Мидир с Хэммоном постоянно пропадали в порту и канцелярии, и по возвращении в “Кошкин дом” на их лицах неизменно лежала печать тревоги. Несколько раз в день они запирались в кабинете Контрабандиста на втором этаже и что-то обсуждали, так что до самой ночи из-за тяжёлой дубовой двери слышались их приглушённые голоса. Рейн уже привык к тому, что Мидир и Хэммон не любят распространяться о своих делах, но всё же эти двое были даже более скрытны, чем обычно. Несколько раз Рейн пробовал подслушать их разговоры, но ему удалось разобрать лишь обрывки фраз и ещё одно слово. Необычное слово.
Аннуин.
Всё это было очень странно. Аннуин… Что-то знакомое. Рейн мог поклясться, что когда-то слышал об этом. Но что это или кто — не помнил. Память подсказывала, что слово как-то связано с Зилачем и его историями, но его значение слова ускользало от Рейна.
В конце концов юноша не выдержал и поинтересовался у Мидира:
— Что это за секреты? Почему вы нам ничего не говорите?
— Ничего особенного, — ответил тот, даже бровью не поведя. — Мы с Хэммоном… говорили о политике. Да. Кайсарумская политика, только и всего.
С того дня они перебрались в другую комнату, и Рейн не смог больше ничего разузнать.
Отшельник запретил им покидать таверну без особой причины, и теперь Рейн всегда совершал редкие прогулки вокруг здания в сопровождении пары молчаливых, плечистых Людей Лодок с ножами на поясах. До путников доходили вести, и все — недобрые. В Уладе шла война, тэн Элиас, который именовал себя Чёрным Солнцем, нанёс королю Лугайду несколько чувствительных поражений. В список тревог Рейна добавилась ещё одна — страх за сестру. Кельтхайр был слишком мал, чтобы привлечь внимание тэновых дружин, но легче от этого не становилось. Чтобы как-то отвлечь себя от мрачных мыслей, юноша нередко уходил во двор и тренировался с мечом до тех пор, пока боль в мышцах не загоняла его обратно в дом.

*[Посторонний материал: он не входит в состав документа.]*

PR #70, opened 2020-01-27
Collect certificates

martinkunc:
The task should add collection of Certificate features, which could be used to verify their validity in further stages.


pkg/gather/clusterconfig/clusterconfig.go
```diff
@@ -223,6 +226,20 @@ func (i *Gatherer) Gather(ctx context.Context, recorder record.Interface) error
 			}
 			return []record.Record{{Name: "config/proxy", Item: ProxyAnonymizer{config}}}, nil
 		},
+		func() ([]record.Record, []error) {
+			requests, err := i.certClient.CertificateSigningRequests().List(metav1.ListOptions{})
+			if errors.IsNotFound(err) {
+				return nil, nil
```
tisnik: I know this is used in previous gathering functions, but is the `nil` handled properly later?

pkg/gather/clusterconfig/csr.go
```diff
@@ -0,0 +1,185 @@
...
+	certificatesv1b1api "k8s.io/api/certificates/v1beta1"
+	metav1 "k8s.io/apimachinery/pkg/apis/meta/v1"
+	"k8s.io/apimachinery/pkg/util/json"
+)
+
+type CSRAnonymizer struct {
+	*certificatesv1b1api.CertificateSigningRequest
+}
+
+func (a CSRAnonymizer) Marshal(_ context.Context) ([]byte, error) {
```
tisnik: nitpick - all public methods should have proper docstring

pkg/gather/clusterconfig/csr.go
```diff
@@ -0,0 +1,185 @@
...
+	"time"
+
+	"github.com/openshift/insights-operator/pkg/utils"
+	"k8s.io/api/certificates/v1beta1"
+	certificatesv1b1api "k8s.io/api/certificates/v1beta1"
+	metav1 "k8s.io/apimachinery/pkg/apis/meta/v1"
+	"k8s.io/apimachinery/pkg/util/json"
+)
+
+type CSRAnonymizer struct {
```
tisnik: nitpick - all public data types should have proper docstring

pkg/gather/clusterconfig/csr.go
```diff
@@ -0,0 +1,185 @@
...
+	// CSR in a PEM
+	// parse only first PEM block
+	block, _ := pem.Decode(r.Spec.Request)
+	if block == nil {
+		// unable to decode CSR: missing block
+		return
+	}
+	csr, err := x509.ParseCertificateRequest(block.Bytes)
+	if err != nil {
+		return
```
tisnik: don't we need to log these issues?

pkg/gather/clusterconfig/clusterconfig.go
martinkunc: Fortunately returning nil in a slice will return empty slice and wont fail. It looks even empty Record wont fail as its just a structure. I have just verified both.

pkg/gather/clusterconfig/csr.go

Каждый день он брал у Сатин уроки авестийского языка и Иеромагии и вскоре мог выполнять простенькие фокусы, заставляя воду принимать то одну, то другую причудливую форму.

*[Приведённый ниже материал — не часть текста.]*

PR #71, opened 2020-02-04
Add alexandrevicenzi as code owner

alexandrevicenzi:


alexandrevicenzi:
@iNecas @tisnik one check is pending, is there a way to fix or ignore it?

В одно утро Рейн сидел в своей комнате на втором этаже и упражнялся с водой. На улице было пасмурно, шёл дождь, и юноша просто наблюдал за тем, как бьют по стеклу крупные капли.
— Яшар мар ши’им. — “Вода, повинуйся мне”.
Капли за окном начали замедлять своё падение, повинуясь звукам Священного Наречия. Водяные шарики будто липли друг к другу, формируя один шар побольше, который затем принял форму человечка с копьем в руках. Рейн улыбнулся. Он шевельнул пальцами — и прозрачный воитель просочился через стекло, зависнув над потолком.